# Task to carry out
Exactly the lines from the one holding "derived_from: cloudify.relationships.depends_on" to the end of the listing, both ends included, make up the expected answer.

# Extracted material
- Opening Delimiter -

PR #1793, opened 2019-05-14
Cloudify types update

tyacbovi:
- Updating component type definition and depends on lifecycle op

### DIFF
--- a/resources/rest-service/cloudify/types/types.yaml
+++ b/resources/rest-service/cloudify/types/types.yaml
@@ -470,7 +470,6 @@ relationships:
       operation:
         description: The target's lifecycle operation name.
         type: string
-        default: precreate
 
   cloudify.relationships.file_system_depends_on_volume:
     derived_from: cloudify.relationships.depends_on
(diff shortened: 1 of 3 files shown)


resources/rest-service/cloudify/types/types.yaml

- Closing Delimiter -

# Expected answer
     derived_from: cloudify.relationships.depends_on
(diff shortened: 1 of 3 files shown)


resources/rest-service/cloudify/types/types.yaml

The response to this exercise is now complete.